6 Horses will be kept by one owner longer, usually until death, and treated as members of the family rather than working partners.
7 Farriers will have to build longterm businesses to be successful in the future. Clients will depend more on their farriers to provide knowledge and understanding of horses.
A wise farrier will be a teacher who balances knowledge with skill. A farrier of the future will be skilled in at least seven areas. The first letter of these spells TEACHER: tradition, ethics, athletics, craftsmanship, horsemanship, entrepreneurship and recreation.
The visual and mechanical skills necessary to practice good farriery have changed very little in hundreds of years. However, each generation has standards of acceptability created by the knowledge level of clients and farriers.
The speed of learning new material will continue to accelerate due to the widespread availability of new learning experiences and materials. Learning by trial and error will become almost a thing of the past.
The farrier industry is polarized and will continue to be so. On one hand, we have very skilled farriers who have paid the price. On the other hand, we have charlatan pretenders that con the public. Con artists are only successful when the public is naive and uninformed.
Constant vigilance will be required to prevent government regulation. If I believed that “farrier registration” would improve the standard of performance, I would be for it. I have not seen evidence that this will happen.
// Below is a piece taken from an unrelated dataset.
PR #366, opened 2026-08-30
backends: stop stranding non-CUDA GPUs on CPU paths

CryptVenture:
> **Depends on #359** (which itself depends on #358). This branch is stacked, so the diff shown here includes those commits — review the last commit only, or merge #359 first. F5-TTS's reference resampling calls `resample_mono_soxr_or_sinc`, which #359 adds.

## What this changes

None of us are as good as we could be. We all can improve. But improvement comes from pressure created from within and not from outside influences. That’s why legislated regulation of farriers won’t work. We all need to constantly strive to better understand our craft. It is a lifetime quest to master this, “the master craft.”
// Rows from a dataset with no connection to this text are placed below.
PR #367, opened 2026-08-30
tools: add audiocpp_enhance, a CLI over the audio utility helpers

CryptVenture:
> **Depends on #359** (which itself depends on #358). This branch is stacked, so the diff shown here includes those commits — review the last commit only, or merge #359 first. The tool calls `resample_mono_soxr_or_sinc`, which #359 adds.

## What this changes

The denoisers, FlashSR super-resolution and the resampling helpers in `engine::audio` are library-only, so using them means writing a program against the framework. This adds a small CLI over them, which is useful for preparing reference audio for voice cloning and for post-processing generated output.

```bash
audiocpp_enhance --backend metal --denoise zipenhancer --in a.wav --out b.wav
audiocpp_enhance --backend metal --flashsr --in narrow.wav --out wide.wav
audiocpp_enhance --resample 48000 --in mix_44k.wav --out mix_48k.wav
```

Denoise models are `zipenhancer`, `deepfilternet2` and `rnnoise`; `--backend` takes `cpu` (default) or `metal`.

Resampling handles **any channel count**, resampling each channel independently and re-interleaving, so it works on the stereo output of the music models rather than refusing anything but mono. It routes through `resample_mono_soxr_or_sinc`, so it uses libsoxr when that is loadable and the in-tree windowed sinc otherwise, and never silently degrades to linear interpolation.

## Not built by default

`AUDIOCPP_BUILD_ENHANCE_TOOL` defaults **OFF**, matching `ENGINE_BUILD_EXAMPLES`, `ENGINE_BUILD_TESTS` and `ENGINE_BUILD_WARMBENCH`. No existing build changes.

## Validation

**Build**
```
cmake -S . -B build -DAUDIOCPP_BUILD_ENHANCE_TOOL=ON
cmake --build build --target audiocpp_enhance
```

**Run**
```
build/bin/audiocpp_enhance --resample 48000 --in stereo_44k.wav --out stereo_48k.wav
```

**Stereo correctness**, verified on a 44.1 → 48 kHz file carrying 997 Hz in the left channel and 1997 Hz in the right:

| | 997 Hz | 1997 Hz |
|---|---|---|
| Left | **−6.02 dBFS** | −74.73 dBFS |
| Right | −73.79 dBFS | **−6.02 dBFS** |

Each tone comes back at full level in its own channel with ~68 dB separation, i.e. the channels stay separate through the conversion.

**Backend tested:** CPU and Metal on macOS, Apple M4 Max.

## Affects

New optional target only. Nothing existing changes.

`docs/audio_tools.md` gains a section covering the build flag, the three modes and the resampling behaviour.

## Known limitations

`--in` and `--out` must be different paths; passing the same path fails in `copy_file` rather than with a clear message.

### DIFF
--- a/CMakeLists.txt
+++ b/CMakeLists.txt
@@ -1935,6 +1935,17 @@ if (ENGINE_BUILD_WARMBENCH)
     add_engine_warmbench(voxcpm2_warm_bench tests/voxcpm2/voxcpm2_warm_bench.cpp)
 endif()
 
+option(AUDIOCPP_BUILD_ENHANCE_TOOL "Build the audiocpp_enhance audio-utility CLI" OFF)
+if (AUDIOCPP_BUILD_ENHANCE_TOOL)
+    add_executable(audiocpp_enhance
+        tools/audiocpp_enhance/main.cpp
+    )
+    target_link_libraries(audiocpp_enhance PRIVATE engine_runtime ggml)
+    if (ENGINE_ENABLE_OPENMP)
+        target_link_libraries(audiocpp_enhance PRIVATE OpenMP::OpenMP_CXX)
+    endif()
+endif()
+
 if (ENGINE_BUILD_TESTS)
     enable_testing()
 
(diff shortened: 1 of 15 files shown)


CryptVenture:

Future farriers may have less need to practice traditional skills of blacksmithing and shoemaking in front of the client due to the wide availability and selection of every conceivable style of premade shoes. But farriers must practice these skills if they want to climb the skill ladder.
Using high-tech products on feet prepared with low-tech skill and limited understanding will always be a disaster—both now and in the future. More training and practice with a skilled mentor will prove valuable and even necessary for success. Longdistance life coaching as well as skill coaching via the telephone or Internet will become more popular.
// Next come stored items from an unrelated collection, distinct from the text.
PR #369, opened 2026-08-31
server: stop rejecting requests over options the client always sends

CryptVenture:
## Summary

Four server fixes in the request path. The first one is a hard blocker: a model whose spec does not declare `language` returned HTTP 500 for every transcription sent from the WebUI.

## The blocker

`build_openai_transcription_request` wrote `request.options["language"]` whenever the request body carried the key. Clients send that field unconditionally, empty or not, and spec-backed models validate their request options strictly, so the model rejected its own client:

```
POST /v1/audio/transcriptions
{"model":"parakeet-tdt","audio":"...wav","language":"","text":"","options":{}}
-> {"error":{"message":"unknown Parakeet TDT request option: language"}}
```

Parakeet-TDT could not transcribe at all from the WebUI. AudioSR, ControlFoley, MiDashengLM-Gen, PersonaPlex and HeartMuLa fail the same way through `/v1/tasks/run`, which folds a top-level `language` into the option map.

The model's acceptance of `language` is now resolved once at registration, next to the existing `accepts_reference_text` flag and for the same reason — resolving it per request re-reads the embedded spec on the request thread — and the field is forwarded only where the contract takes it. A `language` the caller placed inside `options` explicitly is left alone and still produces the strict rejection, which is the correct signal there. The language keeps reaching every model through `text_input`; `qwen3_forced_aligner` requires it from there, so gating the input client-side would have broken forced alignment.

## The other three

- **`/v1/audio/transcriptions` returns the transcript detail fields.** The route returned only `{text, timing}` while `task_result_json` already serialised segments, speaker turns and word timings, so every ASR model was routed away from the one endpoint that would return its timing data. The emitter is now shared by both routes, and both carry the sample rate the spans are counted in — without it a client cannot turn them into timestamps. Parakeet turns out to have been producing word timings all along.
- **The requested backend is proved before the port is bound.** `config.backend` defaults to CUDA and nothing validated it, so a machine without CUDA served the UI, the model list and the package installer, and failed only when the user pressed Run. The probe initialises and immediately frees a backend, so it costs one context creation at startup and reports the same message the engine would have raised, at the point an operator can still act on it.
- **Unload is gated and bounded.** `/v1/models/unload` and the unload-all path now require `--ui-management` like every other mutating UI route, snapshot the model list under `models_mutex_`, and acquire each model through `acquire_model_run` instead of an unbounded busy-wait. `live_ingest_limits` reads its state under the same mutex.

## Scope

Server only; no model, engine or output behaviour changes. Affects the `/v1/audio/transcriptions`, `/v1/tasks/run` and `/v1/models/unload` routes. Families checked against the option contract: Parakeet TDT, AudioSR, ControlFoley, MiDashengLM-Gen, PersonaPlex, HeartMuLa, Qwen3 forced aligner.

## Validation

```bash
cmake -S . -B build/macos-metal-tests -DCMAKE_BUILD_TYPE=Release \
  -DAUDIOCPP_BUILD_NATIVE_MODEL_MANAGER=ON \
  -DAUDIOCPP_USE_SYSTEM_OPENSSL=ON \
  -DOPENSSL_ROOT_DIR="$(brew --prefix openssl@3)"
ctest --test-dir build/macos-metal-tests --output-on-failure
```

Backend tested: Metal, Apple M4 Max, macOS 15.

Reproduced the 500 against a server built from `origin/main`, then confirmed the same request succeeds on this branch. End-to-end run on this branch: OmniVoice speech render, then the resulting WAV through Parakeet TDT on `/v1/audio/transcriptions`, which returned `"The quick brown fox jumps over the lazy dog."` with nine word timings and `sample_rate: 24000` — fields the route previously dropped.

## Known limitations

The backend probe adds one backend init/free to startup. On Metal that is milliseconds; on a large CUDA machine it is the usual context creation cost, paid once.

### DIFF
--- a/app/server/main.cpp
+++ b/app/server/main.cpp
@@ -225,6 +225,21 @@ int main(int argc, char ** argv) {
             throw std::runtime_error("--min-free-memory-mb must be >= 0 (0 disables the memory guard)");
         }
 
+        // Prove the requested backend and device exist before binding a port.
+        // The backend defaults to CUDA, and nothing else checks it until the
+        // first generate, so a machine without CUDA would otherwise serve the
+        // whole UI -- health, model list, downloads -- and only fail once the
+        // user pressed Run. Failing here reports the same message the engine
+        // would have raised, at the point the operator can still act on it.
+        {
+            engine::core::BackendConfig probe;
+            probe.type = config.backend;
+            probe.device = config.device;
+            probe.threads = config.threads;
+            ggml_backend_t backend = engine::core::init_backend(probe);
+            ggml_backend_free(backend);
+        }
+
         const auto ui_resource_anchor = executable_directory(argc > 0 ? argv[0] : nullptr);
         minitts::server::ServerState state(
             config,
--- a/app/server/runtime.cpp
+++ b/app/server/runtime.cpp
@@ -657,9 +657,72 @@ std::unordered_map<std::string, std::string> timing_headers(
     };
 }
 
+// Transcript detail arrays shared by /v1/tasks/run and /v1/audio/transcriptions.
+// ASR models that produce timestamps populate only these fields, so a route that
+// omits them silently discards work the model already did.
+template <typename FieldFn>
+void write_transcript_detail_fields(
+    std::ostringstream & out,
+    const engine::runtime::TaskResult & result,
+    FieldFn field) {
+    if (!result.speech_segments.empty()) {
+        field("segments");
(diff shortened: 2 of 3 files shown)


0xShug0:
As mentioned in another PR, please split into separate PRs: language-option contract, ASR detail response, backend startup probe, unload locking so I can test each of them individually.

Fads have always been a part of the horse industry. The “natural” fad will pass, but it will be replaced by still another fad. Farriers must evaluate each new idea or product on its individual merit. Sensible solutions to soundness problems will stand the test of time.
Clients will expect evaluations of products and techniques from their farriers. The Internet and horse magazines will continue to be a source of misinformation for horse owners that will need to be addressed by knowledgeable farriers. More farriers will also use Web sites to communicate with clients.
A higher level of academic education and a longer period of practical skill training will be required in the future to position farriers favorably among competitors in a geographical area.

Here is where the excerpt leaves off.